Message-Id: <v01540b00aef84a157909@[208.192.38.73]>
Date: Tue, 7 Jan 1997 11:00:37 -0800
From: garyb@outlawnet.com (Gary Bickford)
Subject: Re: [mSQL] 2.0 - can it cache results?

Excellent thinking here....

Actually, for web-based applications, where some kind of CGI or PHP or
whatever is providing the interface, and taking into account that one of
mSQL's objectives is to stay small & fast, it may be useful/better to leave
it up to the interface program to drop it.

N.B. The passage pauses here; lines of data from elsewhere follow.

PR #2664, opened 2017-12-04
Add verify call for MiGS

bpollack:
This code probably works, but since the remote tests are broken and we can't track down documentation at the moment that would let us figure out *why* they're broken, this commit should not be merged.


bpollack:
Yanking the DNM; this can go out now.

PR #2669, opened 2017-12-07
PayU Latam: Change default text for description

nfarve:
Updates description to include merchant_id if there is no description.
Updates the tests for purchases in Colombia to properly use tax
information and to  match the test example
provided in docs.

3 tests are failing that are not related to these changes

Remote Tests:
Finished in 49.482971 seconds.
19 tests, 50 assertions, 3 failures, 0 errors, 0 pendings, 0 omissions, 0 notifications
84.2105% passed

Unit Tests:
Finished in 0.015186 seconds.
22 tests, 86 assertions, 0 failures, 0 errors, 0 pendings, 0 omissions, 0 notifications
100% passed

### DIFF
--- a/lib/active_merchant/billing/gateways/payu_latam.rb
+++ b/lib/active_merchant/billing/gateways/payu_latam.rb
@@ -152,7 +152,7 @@ module ActiveMerchant #:nodoc:
         order[:accountId] = @options[:account_id]
         order[:partnerId] = options[:partner_id] if options[:partner_id]
         order[:referenceCode] = options[:order_id] || generate_unique_id
-        order[:description] = options[:description] || 'unspecified'
+        order[:description] = options[:description] || 'Compra en ' + @options[:merchant_id]
         order[:language] = 'en'
         order[:shippingAddress] = shipping_address_fields(options) if options[:shipping_address]
         post[:transaction][:order] = order
--- a/test/remote/gateways/remote_payu_latam_test.rb
+++ b/test/remote/gateways/remote_payu_latam_test.rb
@@ -146,11 +146,11 @@ class RemotePayuLatamTest < Test::Unit::TestCase
         zip: "01019-030",
         phone: "(11)756312633"
       ),
-      tx_tax: '3193',
-      tx_tax_return_base: '16806'
+      tax: "3193",
+      tax_return_base: "16806"
     }
 
-    response = gateway.purchase(@amount, @credit_card, @options.update(options_colombia))
+    response = gateway.purchase(2000000, @credit_card, @options.update(options_colombia))
     assert_success response
     assert_equal "APPROVED", response.message
     assert response.test?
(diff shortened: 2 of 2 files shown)


lib/active_merchant/billing/gateways/payu_latam.rb
```diff
@@ -152,7 +152,7 @@ def add_order(post, options)
         order[:accountId] = @options[:account_id]
         order[:partnerId] = options[:partner_id] if options[:partner_id]
         order[:referenceCode] = options[:order_id] || generate_unique_id
-        order[:description] = options[:description] || 'unspecified'
+        order[:description] = options[:description] || 'Compra en ' + @options[:merchant_id]
```
bpollack: Just to sanity check here, it makes to add `Compra en` before the user-supplied string? I trust you, just it's the only instance of this I could find in AM (not that I spent _that_ long looking).

test/remote/gateways/remote_payu_latam_test.rb
```diff
@@ -146,11 +146,11 @@ def test_successful_purchase_colombia
         zip: "01019-030",
         phone: "(11)756312633"
       ),
-      tx_tax: '3193',
-      tx_tax_return_base: '16806'
+      tax: "3193",
```
bpollack: Why the quote change?

test/remote/gateways/remote_payu_latam_test.rb
```diff
@@ -146,11 +146,11 @@ def test_successful_purchase_colombia
...
+      tax_return_base: "16806"
     }
 
-    response = gateway.purchase(@amount, @credit_card, @options.update(options_colombia))
+    response = gateway.purchase(2000000, @credit_card, @options.update(options_colombia))
```
bpollack: What did this alter?

test/remote/gateways/remote_payu_latam_test.rb
nfarve: More so just making it consistent with the rest of test.

test/remote/gateways/remote_payu_latam_test.rb
nfarve: You cant use a value less than the tax values. So I had to increase the purchase amount for the test to pass.

bpollack: Would it make sense to just bump up `@amount` then?

lib/active_merchant/billing/gateways/payu_latam.rb
nfarve: Yea from the ticket: 

"PayU Latam requires their description field. We noted in our documentation that it is a required GSF, however, if it's not sent, then we currently send "unspecified" and PayULatam wants us to default to "Compra en insert merchant name". We can't do this because we don't have the merchant name. But we do have their merchant_id from their gateway credentials which they said are approved."

test/remote/gateways/remote_payu_latam_test.rb
nfarve: Just tried that and it fails another test.

lib/active_merchant/billing/gateways/payu_latam.rb
bpollack: This is a weird gateway.

Issue #2666, opened 2017-12-06
SagePay CVV match issue


singhai0:
I think we have been dealing with the `cvv_result` for SagePay incorrectly. 

We get the CVV result from the gateway in the `CV2Result` parameter, that we try to transform into a `cvv_result` as:
https://github.com/activemerchant/active_merchant/blob/93ec51ad6532aa5464b13233b564b1d06449b59d/lib/active_merchant/billing/gateways/sage_pay.rb#L354

which performs a lookup in the `AVS_CVV_CODE` hash:
https://github.com/activemerchant/active_merchant/blob/93ec51ad6532aa5464b13233b564b1d06449b59d/lib/active_merchant/billing/gateways/sage_pay.rb#L40-L45

As it turns out, we map a CVV result of `MATCHED` to `Y` which is incorrect -- `Y` is not a proper cvv result code (it would even fail ActiveMerchant's own [validations](https://github.com/activemerchant/active_merchant/blob/master/lib/active_merchant/billing/cvv_result.rb)).

#2670 attempts to fix this behavior.

singhai0:
Closing as #2670 got merged.

PR #2670, opened 2017-12-07
Correcting CVV, AVS codes for Sagepay

singhai0:
Fixes https://github.com/activemerchant/active_merchant/issues/2666.

I should have written tests but my environments are all messed up.

### DIFF
--- a/lib/active_merchant/billing/gateways/sage_pay.rb
+++ b/lib/active_merchant/billing/gateways/sage_pay.rb
@@ -37,10 +37,17 @@ module ActiveMerchant #:nodoc:
         :jcb => "JCB"
       }
 
-      AVS_CVV_CODE = {
+      AVS_CODE = {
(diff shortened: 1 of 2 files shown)


lib/active_merchant/billing/gateways/sage_pay.rb
```diff
@@ -37,13 +37,20 @@ class SagePayGateway < Gateway
...
         "NOTPROVIDED" => nil,
         "NOTCHECKED" => 'X',
         "MATCHED" => 'Y',
         "NOTMATCHED" => 'N'
       }
 
+      CVV_CODE = {
+        "NOTPROVIDED" => 'S',
+        "NOTCHECKED" => 'X',
+        "MATCHED" => 'M',
```
damianthe: Looks good. I wonder if we have any other downstream dependencies on the 'Y' value other than risk_analysis. Definitely worth a look

PR #2672, opened 2017-12-11
[wip] Adding a method to generate avs code from postal & street matches

singhai0:
A few gateways provide AVS postal and street checks, but do not provide any value avs `code`. Through this PR, I am attempting to add a rudimentary method that would allow us to fill in this missing `code`.

cc @jasonwebster

### DIFF
--- a/lib/active_merchant/billing/avs_result.rb
+++ b/lib/active_merchant/billing/avs_result.rb
@@ -70,12 +70,17 @@ module ActiveMerchant
       def initialize(attrs)
         attrs ||= {}
         
-        @code = attrs[:code].upcase unless attrs[:code].blank?
+        if attrs[:code].blank?
+          @code = generate_avs_code(street_match: attrs[:street_match], postal_match: attrs[:postal_match])
+        else
+          @code = attrs[:code].upcase
+        end
+
         @message = self.class.messages[code]
-        
+
         if attrs[:street_match].blank?
           @street_match = STREET_MATCH_CODE[code]
-        else  
+        else
           @street_match = attrs[:street_match].upcase
         end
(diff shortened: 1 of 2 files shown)


lib/active_merchant/billing/avs_result.rb
```diff
@@ -93,6 +98,22 @@ def to_hash
           'postal_match' => postal_match
         }
       end
+
+      def generate_avs_code(street_match:, postal_match:)
+        return if street_match.blank? && postal_match.blank?
```
infiton: should this be `street_match.blank? || postal_match.blank?`

singhai0: No. If either `street_match` or `postal_match` is available, we can generate `A` or `P` codes respectively.

If `if street_match.blank? && postal_match.blank?` is true, these two letter codes offer no valuable information, and thus no `code` can be generated

singhai0: Although it can be said that `U` should get generated in those cases, but in various implementations, I found out that this made the most sense.

bpollack:
Are y'all still interested in moving forward here? It's been over six months, so I'm not sure if you're on a fork, no longer need this, or would still like to merge.

singhai0:
I wrote this while I was an intern at Shopify, where we had a lot of data from various gateways that could've been used to fully build this _reverse lookup_ of sort. Now that I am back in school, I no longer have access to that data and am unable to make progress on this 😩.

Maybe @tothpete or someone else can continue work on this. What do you think @infiton?

rperetti:
At this point I think we should just close it.

Issue #2502, opened 2017-07-11
Vantiv (Litle) Url Update deadline approaching Aug 31 2017


kjbkjb:
My corporation does not allow me to contribute so I'm submitting an issue here:

Vantiv purchase Litle quite a while ago, now they are migrating their endpoints to their own domain with a hard deadline of 8/31
https://github.com/activemerchant/active_merchant/blob/master/lib/active_merchant/billing/gateways/litle.rb#L9

The live URL will be changing to https://payments.vantivcnp.com/vap/c
ommunicator/online
The test URL, as far as I can tell will not be changing.

We've monkey-patched for this change but perhaps someone in the contributor list can make this update to AM.

Contact me and I can provide Vantiv's FAQ on the topic.

VantivSDK:
Hi @kjbkjb,
Vantiv can take this issue and submit a pull request with updated URLs. The test URL will change as well, we will update that too when all is ready to go live.

kjbkjb:
THANK YOU!

brianarnold789:
@kjbkjb pull request for prod and cert/prelive URL updates: https://github.com/activemerchant/active_merchant/pull/2504

bruno:
Note this has already been done in #2531

PR #2673, opened 2017-12-11
Vantiv (Litle): Update sandbox url for testing

wsmoak:
Previously the URL for live transactions was updated, however the test url wasn't, and it has now stopped working.

This updates the sandbox url based on the documentation in https://developer.vantiv.com/docs/DOC-1375

Related to #2502


bpollack:
Thanks @wsmoak! Merging.

PR #2675, opened 2017-12-12
Mercado Pago: protect against invalid access tokens

bpollack:
An access token provided that was not validly URL-encoded (e.g., had
spaces) could cause ActiveRecord to crash, since it could result in a
malformed URL. This ensures that even a malformed access token can be
passed through, avoiding a crash and allowing normal error handling
to take place.


bpollack:
(Relates to ENRG-7132.)

PR #2676, opened 2017-12-13
MiGS: improve test suite and SecureHash

bpollack:
Our test cards were out-of-date, and MiGS now requires SHA256 hashes.
Address both of these issues.

Closes #2257


bpollack:
(NB, #2257 did some of this work over a year ago; I didn't see it until after I'd done my own version.)

PR #3192, opened 2019-04-09
Adyen: Upgrade to v40 API

davidsantoso:
The primary driver behind this is to ensure that we can use this
adapater for 3DS 2.0 transactions given the appropriate fields are in
place. However, considering this is quite a major jump in version
support it deserves it's own commit.

Note that the two remote tests that have been changed are because the
Adyen API no longer seems to return errors for a blank state or country
in the billing address. However I should note that looking at the Adyen
API reference for billingAddress, it appears as though country is
required. Though that may be a typo in their documentation.

https://docs.adyen.com/api-explorer/#/Payment/v40/authorise

Remote Test Run:
➜ ruby -Itest test/remote/gateways/remote_adyen_test.rb
Started
.......................................................

Finished in 62.034313 seconds.
55 tests, 161 assertions, 0 failures, 0 errors, 0 pendings, 0 omissions, 0 notifications
100% passed

0.89 tests/s, 2.60 assertions/s

### DIFF
--- a/lib/active_merchant/billing/gateways/adyen.rb
+++ b/lib/active_merchant/billing/gateways/adyen.rb
@@ -4,8 +4,8 @@ module ActiveMerchant #:nodoc:
 
       # we recommend setting up merchant-specific endpoints.
       # https://docs.adyen.com/developers/api-manual#apiendpoints
-      self.test_url = 'https://pal-test.adyen.com/pal/servlet/Payment/v18'
-      self.live_url = 'https://pal-live.adyen.com/pal/servlet/Payment/v18'
+      self.test_url = 'https://pal-test.adyen.com/pal/servlet/Payment/v40'
+      self.live_url = 'https://pal-live.adyen.com/pal/servlet/Payment/v40'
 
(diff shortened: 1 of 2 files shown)


davidsantoso:
> This is quite a version jump, any specifics we should watch out for? Breaking changes, unexpected features?

Unfortunately the best I have is that our remote tests are passing. In their new docs site there's an API explorer where you can toggle the version number, but even that only goes back to v31. 

> Does Adyen publish a changelog?

Also unfortunately no. I've searched everywhere for one but I don't think they do publish one.

The [Adyen docs say this](https://beta-docs.adyen.com/development-resources/live-endpoints/#api-versioning), which is very not comforting:

> While we endeavor to maintain backwards compatibility, we version the API when a change will create compatibility issues.  We maintain older versions of the API which you can continue to use until you are ready to upgrade. 

So I'm not sure what that could mean for this. I was hoping y'all might have more insight into the Adyen adapter from previous experiences using it that could lead to other things we might want to test?

curiousepic:
Heh... Only now seeing that the docs indicate `adjustAuthorisation` wasn't supported on v18, but the sandbox didn't complain when I tested it. Welp.

I'm not sure I have any useful input, but seems alright, just need to keep a close eye on things when we upgrade. Might want to ping Shopify folks on this as well.

molbrown:
^ @curiousepic's observation illustrates how permissive Adyen's sandbox tends to be. Passing tests will not necessarily indicate that the update won't break things as they are implemented currently. 😬 I guess best to watch closely and be prepared for ripple effects requiring more updates. Unfortunately, I can't think of anything obvious to watch for.

davidsantoso:
> Only now seeing that the docs indicate adjustAuthorisation wasn't supported on v18

So double win if this goes smoothly?

> can't think of anything obvious to watch for.

👍 thanks!

PR #3199, opened 2019-04-28
add deviceFingerprintID to cybersource payment gateway

apokalipto:
Some countries require the deviceFingerprintID tag in order to get production keys


rmdydo:
Is there a reason why this was closed? I am looking to add deviceFingerprintID as well.

PR #3200, opened 2019-04-29
Adyen: Correct formatting of Billing Address

nfarve:
With the upgrade of Adyen to version 40, the billing address was removed
from the card object. This corrects the format and returns the two tests
that fail when you pass an incorrect country or state. In order to see
AVS results you may need to make some configuration changes to your
account.

https://docs.adyen.com/developers/api-reference/payments-api#paymentresultadditionaldata

........................................................

56 tests, 166 assertions, 0 failures, 0 errors, 0 pendings, 0 omissions, 0 notifications
100% passed

Started

34 tests, 161 assertions, 0 failures, 0 errors, 0 pendings, 0 omissions, 0 notifications
100% passed

### DIFF
--- a/test/remote/gateways/remote_adyen_test.rb
+++ b/test/remote/gateways/remote_adyen_test.rb
@@ -15,6 +15,15 @@ class RemoteAdyenTest < Test::Unit::TestCase
       :brand => 'visa'
     )
 
+    @avs_credit_card = credit_card('4400000000000008',
+      :month => 10,
+      :year => 2020,
+      :first_name => 'John',
+      :last_name => 'Smith',
+      :verification_value => '737',
+      :brand => 'visa'
+    )
+
     @elo_credit_card = credit_card('5066 9911 1111 1118',
       :month => 10,
       :year => 2020,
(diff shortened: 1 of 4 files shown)


test/remote/gateways/remote_adyen_test.rb
```diff
@@ -504,13 +531,15 @@ def test_missing_state_for_purchase
   def test_blank_country_for_purchase
     @options[:billing_address][:country] = ''
     response = @gateway.authorize(@amount, @credit_card, @options)
-    assert_success response
+    assert_failure response
+    assert_match Gateway::STANDARD_ERROR_CODE[:incorrect_address], response.error_code
```
curiousepic: Do empty strings now send an empty string, or an `'N/A'`?

curiousepic: (and should that behavior change, rather than the test?)

curiousepic: Well, I guess it doesn't matter if the real behavior change is in what the gateway requires, which seems to be the case.

nfarve: empty strings raise an error. Not sending a values sends a `'N/A'`

nfarve: This returns the test to the state it was before the upgrade.

davidsantoso: > This returns the test to the state it was before the upgrade.

Makes sense that these tests were updated to be incorrect. When I did the upgrade it changed to succeeded because the billing address was no longer being sent where it was expected and thus none of it was present and there was nothing to error on. In hindsight that should've indicated that I needed to double check any changes to where the `billingAddress` hash was added.

curiousepic: 👍s all around.

PR #3201, opened 2019-04-29
Elavon: Send ssl_transaction_currency if not USD

gcatlin:
Elavon returns an error for any API request that includes a currency
UNLESS the merchant's terminal is setup for multi-currency. Previously
we NEVER sent the currency, so only the default currency worked. Now, we
only send the `ssl_transaction_currency` field if the currency is not
the default currency (USD).

Elavon Multi-Currency Conversion (MCC) documentation:
https://developer.elavon.com/#/api/eb6e9106-0172-4305-bc5a-b3ebe832f823.rcosoomi/documents?converge-integration-guide/book/processing_options/../../book/processing_options/mcc.html

ECS-272

Closes #3201 

Unit:
29 tests, 141 assertions, 0 failures, 0 errors, 0 pendings, 0 omissions, 0 notifications
100% passed

Remote:
24 tests, 105 assertions, 0 failures, 0 errors, 0 pendings, 0 omissions, 0 notifications
100% passed

### DIFF
--- a/CHANGELOG
+++ b/CHANGELOG
@@ -9,6 +9,7 @@
 * Checkout V2: Checkout V2: Correct success criteria [curiousepic] #3205
 * Adyen: Add normalized hash of 3DS 2.0 data fields from web browsers [davidsantoso] #3207
 * Stripe: Do not attempt application fee refund if refund was not successful [jasonwebster] #3206
+* Elavon: Send transaction_currency if currency is provided [gcatlin] #3201
 
 == Version 1.93.0 (April 18, 2019)
 * Stripe: Do not consider a refund unsuccessful if only refunding the fee failed [jasonwebster] #3188
--- a/lib/active_merchant/billing/gateways/elavon.rb
+++ b/lib/active_merchant/billing/gateways/elavon.rb
@@ -42,6 +42,7 @@ module ActiveMerchant #:nodoc:
         else
           add_creditcard(form, payment_method)
         end
+        add_currency(form, money, options)
         add_address(form, options)
         add_customer_data(form, options)
         add_test_mode(form, options)
@@ -54,6 +55,7 @@ module ActiveMerchant #:nodoc:
         add_salestax(form, options)
         add_invoice(form, options)
         add_creditcard(form, creditcard)
+        add_currency(form, money, options)
         add_address(form, options)
         add_customer_data(form, options)
         add_test_mode(form, options)
@@ -69,6 +71,7 @@ module ActiveMerchant #:nodoc:
           add_approval_code(form, authorization)
           add_invoice(form, options)
           add_creditcard(form, options[:credit_card])
+          add_currency(form, money, options)
           add_customer_data(form, options)
           add_test_mode(form, options)
         else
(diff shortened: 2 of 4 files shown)


gcatlin:
### Concerns / Questions
 - There should probably be tests added to this PR. I'm sorry I didn't get that far, but I ran out of time.
 - The credentials in `fixtures.yml` are bad. I found new creds in the Elavon dev portal, but there are 2 different sets of creds: one that support multi-currency and one that does not. Which of these (or both?) should be added to `fixtures.yml`?
 - Some gateways include a list of supported currencies. Should valid currencies be added to the Elavon gateway? They provide a list:
    > - The alphanumeric code that must be included in the request to indicate the currency in which you wish to process. If omitted, the terminal default currency is assumed (for example: USD, CAD, and JPY).
    > - More than 94 currencies are supported. Refer to the [ISO Currency Codes](https://developer.elavon.com/#/api/eb6e9106-0172-4305-bc5a-b3ebe832f823.rcosoomi/documents?converge-integration-guide/book/transaction_types/credit_card/../../../book/api_reference/iso_currency_codes.html) section for an extensive list of available currencies.
    - I'm also concerned that the default currency is set per-terminal, so the assumption of USD may be a bad idea.
    - Also, the list of ISO Currency Codes contains *more* that 94 entries, so hard-coding the supported currencies may be asking for trouble.
- From the [Elavon Multi-Currency Conversion documentation](https://developer.elavon.com/#/api/eb6e9106-0172-4305-bc5a-b3ebe832f823.rcosoomi/documents?converge-integration-guide/book/processing_options/../../book/processing_options/mcc.html):
    > - Once a terminal is setup for Multi-Currency, the terminal can process by default the following currencies: US Dollar (USD), Canadian Dollar (CAD), Pound Sterling (GBP), Australian Dollar (AUD), Euro (EUR) and Japanese (YEN). You can add or remove currencies in the Converge user interface.
    > - Multi-Currency is supported with MasterCard and Visa transactions only. Other card types cannot be sent with a transaction other than merchant currency: USD or CAD.
    - The complexities underlying those bullet points have not been captured in the pull request, but perhaps should?
 - The following also have not been accounted for, but perhaps AM handles this automatically? (From [Elavon Multi-Currency Conversion documentation](https://developer.elavon.com/#/api/eb6e9106-0172-4305-bc5a-b3ebe832f823.rcosoomi/documents?converge-integration-guide/book/processing_options/../../book/processing_options/mcc.html)):
    > - When specifying amounts, be sure to submit the correct number of decimal places for the transaction currency. All currencies support two exponents (decimals,) other than the following: ...
    > - For Japanese Yen, there are no currency exponents after the decimal place. Any numbers included after the decimal place will be ignored.
    > - For the Bahraini Dinar, there are 3 possible digits after the decimal place. Your website may wish to take advantage of the precision this audience of customers will expect. However, currently the Converge will accommodate only 2 decimals. If you submit three, it will automatically round your transaction to two decimals. (for example: 1.235 will round to 1.23 and 1.236 will round to 1.24).

jknipp:
Revisting this, I think we should send the `ssl_transaction_currency` GSF if `options[:currency_code]` is provided and leave the determination of _**when**_ it should be provided up to the user. The user knows what their Elavon default currency is and if Multi-Currency is enabled, and therefore when to send the non-default currency.

jknipp:
@activemerchant/spreedly-connect Ready for re-review.

PR #3205, opened 2019-05-01
Checkout V2: Correct success criteria

curiousepic:
Also corrects address field value detection.

Unit:
22 tests, 99 assertions, 0 failures, 0 errors, 0 pendings, 0 omissions, 0 notifications
100% passed

Unfortunately we don't currently have working test credentials for remote tests

### DIFF
--- a/lib/active_merchant/billing/gateways/checkout_v2.rb
+++ b/lib/active_merchant/billing/gateways/checkout_v2.rb
@@ -111,12 +111,12 @@ module ActiveMerchant #:nodoc:
         address = options[:billing_address]
         if(address && post[:source])
           post[:source][:billing_address] = {}
-          post[:source][:billing_address][:address_line1] = address[:address1] if address[:address1]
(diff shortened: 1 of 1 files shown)


lib/active_merchant/billing/gateways/checkout_v2.rb
```diff
@@ -215,7 +215,7 @@ def parse(body)
       end
 
       def success_from(response)
-        response['response_summary'] == 'Approved' || response.key?('action_id')
+        response['response_summary'] == 'Approved' || !response.key?('response_summary') && response.key?('action_id')
```
rwdaigle: We should use `()` here to make it clear the precedence of these conditions vs. having to rely solely on our knowledge of Ruby's rules around `||` and `&&`?

(obviously something to change once we've resolved any immediate issues)

nfarve: I don't think it's just ruby. I think the general order of precedence for logic operators is ~, &, ||. But `()` would make it more clear.

PR #3210, opened 2019-05-08
Elavon: Multi-currency support

jknipp:
Send the currency in the ssl_transaction_currency field only if the
user has specified they are using multi-currency. The multi-currency
flag can be set with either a gateway or transaction level field.

Using multi-currency depends on the merchant's multi-currency terminal
setting at Elavon.

ECS-272

Unit:
31 tests, 150 assertions, 0 failures, 0 errors, 0 pendings, 0 omissions, 0 notifications
100% passed

Remote:
26 tests, 115 assertions, 0 failures, 0 errors, 0 pendings, 0 omissions, 0 notifications
100% passed

### DIFF
--- a/test/remote/gateways/remote_elavon_test.rb
+++ b/test/remote/gateways/remote_elavon_test.rb
@@ -3,6 +3,7 @@ require 'test_helper'
 class RemoteElavonTest < Test::Unit::TestCase
   def setup
     @gateway = ElavonGateway.new(fixtures(:elavon))
+    @multi_currency_gateway = ElavonGateway.new(fixtures(:elavon_multi_currency))
 
     @credit_card = credit_card('4124939999999990')
     @bad_credit_card = credit_card('invalid')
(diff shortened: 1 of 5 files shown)


test/remote/gateways/remote_elavon_test.rb
```diff
@@ -205,8 +206,17 @@ def test_successful_purchase_with_custom_fields
...
+    assert response = @gateway.purchase(@amount, @credit_card, @options.merge(currency: 'USD', multi_currency: true))
+
+    assert_failure response
+    assert response.test?
+    assert_equal 'Transaction currency is not allowed for this terminal.  Your terminal must be setup with Multi currency', response.message
+    assert response.authorization
+  end
+
+  def test_successful_purchase_with_multi_currency
+    assert response = @multi_currency_gateway.purchase(@amount, @credit_card, @options.merge(currency: 'JPY', multi_currency: true))
```
curiousepic: Do we want to test the gateway-level and option-level flags separately?

jknipp: I think that's a holdover from before I changed to use a gateway-level flag. I'll add a new test.

PR #3212, opened 2019-05-09
Adyen: Support preAuths and Synchronous Adjusts

curiousepic:
Allows passing of authorisationType PreAuth to enable Adjusts to be made
on Auths, and allows passing of adjustAuthorisationData from responses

For a bookstore application I've already done, having a persistent cache
would be useful. In this application, prohbably 90% of all searches are
from a set of about 20 - the same search is done over and over, by every
user. If I had a separate db or even a set of separate tables within the
db, I could maintain a table of cached results and go there first. This is
probably true for many other applications.

I don't think it's out of line, at least in the first version, to require
the application to decide when to drop the table. Then the app could use
cookies, or any other application-dependent way, to schedule flushing.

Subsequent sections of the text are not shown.